What to produce
Every single record needs to be restated word for word.

Stored data entries
========================================
PR #290, opened 2025-04-23
Tplink M7350 installer v3 in Rust

untitaker:
It does the same thing as https://github.com/EFForg/rayhunter/pull/272
but:

* only installs necessary files (not misc-daemon etc)
* installation happens entirely over the network so there is no dependency on ADB, therefore no root requirement and could be run from termux in theory
* all files are bundled in the binary itself so it can be a self-contained installer (WIP)

Currently can be used like this:

1. `cargo build --bin rayhunter-daemon --target armv7-unknown-linux-gnueabihf --release --no-default-features --features tplink`
3. `cargo run --bin installer -- install-tplink`

- [ ] support for v5+ (might have to instruct the user to run the exploit in the browser)
- [ ] make sure the SD card is always mounted before starting rayhunter
- [ ] figure out how to consolidate with install.sh -- either port all of orbic to rust, or call this binary from install.sh for tplink


installer/Cargo.toml
```diff
@@ -0,0 +1,16 @@
...
+vendor = []
+
+[dependencies]
+anyhow = "1.0.98"
+clap = { version = "4.5.37", features = ["derive"] }
+md5 = "0.7.0"
+reqwest = { version = "0.12.15", features = ["json"], default-features = false }
+serde = { version = "1.0.219", features = ["derive"] }
+serde_json = "1.0.140"
+tokio = { version = "1.44.2", features = ["full"] }
```
oopsbagel, line 16: we'll want to right-size this before merging

installer/src/main.rs
```diff
@@ -0,0 +1,273 @@
...
+    let Args { command } = Args::parse();
+
+    match command {
+        Command::InstallTplink(tplink) => main_tplink(tplink).await.context("Failed to install rayhunter on the TP-Link M7350. Make sure your computer is connected to the hotspot using USB tethering or WiFi. Currently only Hardware Revision v3 is supported.")?,
+    }
+
+    Ok(())
+}
+
+async fn main_tplink(args: InstallTpLink) -> Result<(), Error> {
```
oopsbagel, line 57: Seems like a good place for a `tplink` mod

oopsbagel:
I don't see why we couldn't bolt on the parts needed for the Orbic (calling system `adb`, linking serial) and replacing most/all of the install script.

Cargo.toml
```diff
@@ -5,6 +5,6 @@ members = [
     "bin",
     "serial",
     "rootshell",
-    "telcom-parser",
+    "telcom-parser", "installer",
```
gaykitty, line 8: installer should be on its own line.

untitaker:
I'm going to close this and will make PRs against gaykitty's branch at #291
========================================
Response area
PR #290, opened 2025-04-23
Tplink M7350 installer v3 in Rust

untitaker:
It does the same thing as https://github.com/EFForg/rayhunter/pull/272
but:

* only installs necessary files (not misc-daemon etc)
* installation happens entirely over the network so there is no dependency on ADB, therefore no root requirement and could be run from termux in theory
* all files are bundled in the binary itself so it can be a self-contained installer (WIP)

Currently can be used like this:

1. `cargo build --bin rayhunter-daemon --target armv7-unknown-linux-gnueabihf --release --no-default-features --features tplink`
3. `cargo run --bin installer -- install-tplink`

- [ ] support for v5+ (might have to instruct the user to run the exploit in the browser)
- [ ] make sure the SD card is always mounted before starting rayhunter
- [ ] figure out how to consolidate with install.sh -- either port all of orbic to rust, or call this binary from install.sh for tplink


installer/Cargo.toml
```diff
@@ -0,0 +1,16 @@
...
+vendor = []
+
+[dependencies]
+anyhow = "1.0.98"
+clap = { version = "4.5.37", features = ["derive"] }
+md5 = "0.7.0"
+reqwest = { version = "0.12.15", features = ["json"], default-features = false }
+serde = { version = "1.0.219", features = ["derive"] }
+serde_json = "1.0.140"
+tokio = { version = "1.44.2", features = ["full"] }
```
oopsbagel, line 16: we'll want to right-size this before merging

installer/src/main.rs
```diff
@@ -0,0 +1,273 @@
...
+    let Args { command } = Args::parse();
+
+    match command {
+        Command::InstallTplink(tplink) => main_tplink(tplink).await.context("Failed to install rayhunter on the TP-Link M7350. Make sure your computer is connected to the hotspot using USB tethering or WiFi. Currently only Hardware Revision v3 is supported.")?,
+    }
+
+    Ok(())
+}
+
+async fn main_tplink(args: InstallTpLink) -> Result<(), Error> {
```
oopsbagel, line 57: Seems like a good place for a `tplink` mod

oopsbagel:
I don't see why we couldn't bolt on the parts needed for the Orbic (calling system `adb`, linking serial) and replacing most/all of the install script.

Cargo.toml
```diff
@@ -5,6 +5,6 @@ members = [
     "bin",
     "serial",
     "rootshell",
-    "telcom-parser",
+    "telcom-parser", "installer",
```
gaykitty, line 8: installer should be on its own line.

untitaker:
I'm going to close this and will make PRs against gaykitty's branch at #291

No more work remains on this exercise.